[Data excerpts]
%%

PR #9484, opened 2023-08-04
[Refactor Transaction-generator-lib] [1/n] Add txn pattern generator trait and 2 impls

manudhundi:
Add txn pattern generator trait and 2 implementations 'random txn pattern'
and 'connected txn pattern generator'.

### DIFF
--- a/crates/transaction-generator-lib/src/lib.rs
+++ b/crates/transaction-generator-lib/src/lib.rs
@@ -13,6 +13,11 @@ use aptos_sdk::{
 };
 use args::TransactionTypeArg;
 use async_trait::async_trait;
+use rand::{rngs::StdRng, seq::SliceRandom, Rng};
+#[cfg(test)]
+use rand_core::SeedableRng;
+#[cfg(test)]
+use std::collections::HashSet;
 use std::{
     collections::HashMap,
     sync::{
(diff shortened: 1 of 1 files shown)


crates/transaction-generator-lib/src/lib.rs
```diff
@@ -90,6 +95,231 @@ pub trait TransactionGenerator: Sync + Send {
...
+        1. The class implementing the trait should ensure that the pool is large enough.
+        2. The trait is independent of the contents of the pool. In case the contents of the pool
+           matter, then the class implementing the trait should handle it.
+        3. The trait returns: array of [senders, [multi_sig_signers], [receivers]]
+    */
+    fn generate_tx_pattern(
+        &mut self,
+        rng: &mut StdRng,
+        pool_start: usize,
+        pool_size: usize,
```
igor-aptos, line 109: these seems like arguments for the constructor of the below implementations, not something all implementations care about?

crates/transaction-generator-lib/src/lib.rs
```diff
@@ -90,6 +95,231 @@ pub trait TransactionGenerator: Sync + Send {
...
+        num_txns: usize,
+        num_multi_sig_signers_per_txn: usize,
+        num_receivers_per_txn: usize,
+    ) -> Vec<(usize, Vec<usize>, Vec<usize>)>;
```
igor-aptos, line 113: It might be too early to tell (i.e. the rest of the changes will influence what is needed), but seems like in some cases we will want TxnPatternGenerator to be managing account pool, in which case these need to be types - LocalAccount / AccountAddress, and not usize

igor-aptos (changes requested):
for the TxnPatternGenerator trait and signatures, think of what would be needed for an implementation(s) that represents account_pool.

for AccountCreation , every call to generate_tx_pattern should create new LocalAccounts from rng, and give those IDs out, putting them into the pool, and on the other side every caller that needs a burner account, claims it from that pool. I don't think current signature would work for that well

crates/transaction-generator-lib/src/lib.rs
manudhundi: I was thinking we just generate the pattern and return them as an index to sample from a pool.
Thanks for pointing the shortcomings. 
So I suppose we keep the trait more generic and allow the implementations of the trait to either 'pick from a pool' or 'generate randomly'.
Does this trait signature seem reasonable at this point ?
    fn generate_tx_pattern(
        &mut self,
        rng: &mut StdRng,
        num_txns: usize,
        num_multi_sig_signers_per_txn: usize,
        num_receivers_per_txn: usize,
    ) -> Vec<(LocalAccount, Vec<LocalAccount>, Vec<LocalAccount>)>;
    
    One small downside of this could be that, we will be passing around 'LocalAccount' for cases (P2P generator) where 'AccountAddress' is sufficient.

manudhundi: The api got formatted out missing some content. Below is what I meant actually.

fn generate_tx_pattern(
    &mut self,
    rng: &mut StdRng,
    num_txns: usize,
    num_multi_sig_signers_per_txn: usize,
    num_receivers_per_txn: usize,
) -> Vec<(LocalAccount, Vec < LocalAccount > , Vec < LocalAccount > )>;

sitalkedia: @manudhundi - Is there any generator today that actually uses the `multi-sig-signer` if not, I would simplify the API by removing it. Of course, we can add it back later when we add support for txn type that uses it.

%%

ASSIGNED TASK —
With "this" as the string to find, copy every line of the records that holds it.

EXPECTED OUTPUT —
Does this trait signature seem reasonable at this point ?
    One small downside of this could be that, we will be passing around 'LocalAccount' for cases (P2P generator) where 'AccountAddress' is sufficient.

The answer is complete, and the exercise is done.